* Problem requirements
From the records below, copy out each line that has the word "fails".

Data records:
* * * * * * * * *

Issue #4924, opened 2020-01-20
`nlp.evaluate` with empty `docs_golds` causes a bug


tamuhey:
## How to reproduce the behaviour

```python
nlp = spacy.blank("en")
docs_golds = [("", {})]
nlp.evaluate(docs_golds)
```

Causes the error:

```
        gold_deps = set()
        gold_deps_per_dep = {}
        gold_tags = set()
>       gold_ents = set(tags_to_entities([annot[-1] for annot in gold.orig_annot]))
E       TypeError: 'NoneType' object is not iterable

spacy/scorer.py:239: TypeError
```

## Your Environment

* Operating System: osx
* Python Version Used: 3.7.4
* spaCy Version Used: master
* Environment Information:

tamuhey:
created PR in #4925

svlandeg:
Just as a small tip, if you put something like `Fixes #4924` in your PR description, it will automatically close the original issue when merging the PR, and on top will mention something like `Fixed by #4925` ;-)

PR #4925, opened 2020-01-20
fix nlp.evaluate (#4924)

tamuhey:
## Description

From #4924.

I found `nlp.evaluate` fails with empty `doc` and `gold`.
This seems to be unintended, because the error is somewhat confusing:

```
        gold_deps = set()
        gold_deps_per_dep = {}
        gold_tags = set()
>       gold_ents = set(tags_to_entities([annot[-1] for annot in gold.orig_annot]))
E       TypeError: 'NoneType' object is not iterable

spacy/scorer.py:239: TypeError
```

I thought the following three ways to correct this:

1. Informs the users that `nlp.evaluate` will not accept an empty `gold`, and fails.
2. Modify `GoldParse` to set `gold.orig_annot = []` instead of `None`, if `gold` is empty.
3. Modify `nlp.evaluate` to properly handles empty `gold`

I adopted the second way.
In the first way, users should write a boilerplate to check `gold` is empty.
In the third way, it is necessary to introduce multiple `if`s, which complicates the code.

### Types of change

bug fix

## Checklist

### DIFF
--- a/spacy/gold.pyx
+++ b/spacy/gold.pyx
@@ -694,6 +694,11 @@ cdef class GoldParse:
         self.cats = {} if cats is None else dict(cats)
         self.links = links
 
+        # orig_annot is used as an iterator in `nlp.evalate` even if self.length == 0,
+        # so set a empty list to avoid error.
+        # if self.lenght > 0, this is modified latter.
+        self.orig_annot = []
+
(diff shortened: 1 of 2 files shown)


honnibal:
Thanks!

* * * * * * * * *

* Written solution
I found `nlp.evaluate` fails with empty `doc` and `gold`.
1. Informs the users that `nlp.evaluate` will not accept an empty `gold`, and fails.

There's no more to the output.